Collagen, known for its structural role in tissues and also for its participation in the regulation of homeostatic and
pathological processes in mammals, is assembled from triple helices that can be either homotrimers or heterotrimers. High resolution structural information for natural
collagens has been difficult to obtain because of their size and the heterogeneity of their native environment. For this reason,
peptides that self-assemble into
collagen-like triple helices are used to gain insight into the structure, stability, and biochemistry of this important
protein family. Although many of the most common
collagens in humans are heterotrimers, almost all studies of
collagen helices have been on homotrimers. Here we report the first structure of a
collagen heterotrimer. Our structure, obtained by
solution NMR, highlights the role of electrostatic interactions as stabilizing factors within the triple helical folding motif.
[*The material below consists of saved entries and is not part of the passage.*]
PR #441, opened 2022-06-24
implement DummyDB functionality for tests

### LINKED ISSUE #431: Fill `unrechable!` function in DummyDB that is used for tests
DummyDB is testing structure that implements required `Storage` traits and have test data that can be easily used.
This task is low priority as it does not effect anyone but we can remove `unreachable!` and implement functionality found there:
https://github.com/FuelLabs/fuel-core/blob/981d1a45ad5190725c2ca4a6a7d893ede76e555b/fuel-core-interfaces/src/db.rs#L678

thdaraujo:
[fixes #431]

Implements DummyDB functionality to be used on other tests.


fuel-core-interfaces/src/db.rs
```diff
@@ -124,7 +124,7 @@ pub mod helpers {
         Address, Bytes32, ContractId, Input, Metadata, Output, Transaction, TxId, UtxoId,
     };
     use fuel_vm::prelude::Contract;
-    use std::collections::{HashMap, HashSet};
+    use std::collections::HashMap;
```
thdaraujo, line 127: Here I'm assuming this should be a Map and not a Set.

fuel-core-interfaces/src/db.rs
```diff
@@ -166,7 +166,7 @@ pub mod helpers {
         /// Dummy coins
         pub coins: HashMap<UtxoId, Coin>,
         /// Dummy contracts
-        pub contract: HashSet<ContractId>,
+        pub contract: HashMap<ContractId, Contract>,
```
thdaraujo, line 169: I'm assuming here that this should be a Map and not a Set.

ControlCplusControlV:
Do you have any tests for this? Or how have you been testing your changes?

thdaraujo:
> Do you have any tests for this? Or how have you been testing your changes?

Yep! I do have some tests, but they look a bit repetitive. I was trying to make them more generic, but probably the only way is by using macros.

I'll commit my tests for transactions to show you what I mean,

fuel-core-interfaces/src/db.rs
```diff
@@ -672,51 +676,72 @@ pub mod helpers {
...
-            _key: &Bytes32,
-            _value: &Transaction,
+            key: &Bytes32,
+            value: &Transaction,
         ) -> Result<Option<Transaction>, Self::Error> {
-            unreachable!()
+            let arc = Arc::new(value.clone());
+
+            if let Some(tx) = self.data.lock().tx.insert(*key, arc) {
+                Ok(Some(tx.as_ref().clone()))
```
thdaraujo: FYI: this method will return the old value (the replaced value) that was overwritten. That was my understanding after reading this:
https://github.com/FuelLabs/fuel-storage/blob/62f163dc21c712e2fa8dd9a6a76cf94f82ffc0d0/src/lib.rs#L27

fuel-core-interfaces/src/db.rs
```diff
@@ -672,51 +676,72 @@ pub mod helpers {
...
             &mut self,
-            _key: &Bytes32,
-            _value: &Transaction,
+            key: &Bytes32,
+            value: &Transaction,
         ) -> Result<Option<Transaction>, Self::Error> {
-            unreachable!()
+            let arc = Arc::new(value.clone());
+
+            if let Some(previous_tx) = self.data.lock().tx.insert(*key, arc) {
```
thdaraujo, line 684: FYI: this method will return the old value (the replaced value) that was overwritten. That was my understanding after reading this:
https://github.com/FuelLabs/fuel-storage/blob/62f163dc21c712e2fa8dd9a6a76cf94f82ffc0d0/src/lib.rs#L27

fuel-core-interfaces/src/db.rs
```diff
@@ -918,3 +948,42 @@ pub mod helpers {
...
+    #[test]
+    fn transactions_db() -> Result<(), KvStoreError> {
+        let mut db: Box<dyn Storage<Bytes32, Transaction, Error = KvStoreError>> =
+            Box::new(DummyDb::filled());
+
+        let value: Transaction = Transaction::default();
+        let key = value.id();
+
+        //before insert
+        assert!(!db.contains_key(&key)?);
```
thdaraujo, line 969: I would like to reuse all the tests below and only change the db, value and key for the specific implementation. That way, I could test remove some duplication.
 
But not entirely sure how to do it without macros or leveraging generics. Maybe you have a better suggestion.

Voxelot: I'd recommend looking into [rstest](https://github.com/la10736/rstest) as we already use it in other areas. The db could be instantiated via fixture.

thdaraujo: Thanks for the info!

I added more test cases and removed most of the duplication, and also found a way to to instantiate the db without needing fixtures after all.

Voxelot (approved):
nice and simple approach 👍🏻

ControlCplusControlV (approved):
LGTM

PR #446, opened 2022-06-27
refactor: add WASM build support

Br1ght0ne:
This PR adds WASM build support for all crates in this repo *except* for:
- `fuel-relayer` (`libp2p` does not provide some required functionality on WASM)
- the TCP `Service` in `fuel-core` (`hyper`'s TCP functionality is also not available)

Needed for continuing work on https://github.com/FuelLabs/fuels-rs/pull/429.
Impact on CI time is negligible, as `rustup target add wasm32-unknown-unknown` only downloads WASM stdlib (<1 sec).


Br1ght0ne:
`[fuel-client]$ cargo tree | grep openssl` gives nothing. `openssl` is not a dependency, but is still in `Cargo.lock`. Not sure why.

xgreenx (approved):

Br1ght0ne:
Need to debug build issues after rebasing on fresh `master`.

Voxelot:
What is the usecase for making all of fuel-core wasm compatible? This seems like it will inflict more pain on the fuel-core dev process without solving any of our immediate needs. It could be a cool way to run something like a light-client in the browser, but the extra build and test complexity of making everything in `FuelService` / `fuel-core-bin` wasm friendly doesn't seem like something we should prioritize given we plan to ship fuel-core as a binary that others run in docker etc.

xgreenx:
I close this PR as outdated, but you are free to create a new one based on the master=D

BTW, it is hard to make full `fuel-core` WASM compatible while `fuel-vm` is not WASM compatible.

This addresses an issue that has been actively researched because of the predominance of charged residues in the
collagen family. We also find that it is possible to selectively form a
collagen heterotrimer with a well defined composition and register of the
peptide chains within the helix, based on information encoded solely in the collagenous domain. Globular domains are implicated in determining the composition of several
collagen types, but it is unclear what their role in controlling register may be. We show that is possible to design
peptides that not only selectively choose a composition but also a specific register without the assistance of other
protein constructs. This mechanism may be used in nature as well.